== The task ==
Go through the listing beneath this task and return every line that carries the string "issue".

== Material provided ==
┏━━
PR #658, opened 2019-01-25
Fixed symbol parsing issue

cpfiffer:
This fixes a very minor issue noted over in [TuringTutorials](https://github.com/TuringLang/TuringTutorials/issues/20#issuecomment-457509791). The `parse` function was throwing a fit because it was being given a `SubString` to convert into an expression, so I called `Meta.parse` instead. Seems to have done the trick. Anyone see any obvious problems with this fix?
┗━━
== Response ==
Fixed symbol parsing issue
This fixes a very minor issue noted over in [TuringTutorials](https://github.com/TuringLang/TuringTutorials/issues/20#issuecomment-457509791). The `parse` function was throwing a fit because it was being given a `SubString` to convert into an expression, so I called `Meta.parse` instead. Seems to have done the trick. Anyone see any obvious problems with this fix?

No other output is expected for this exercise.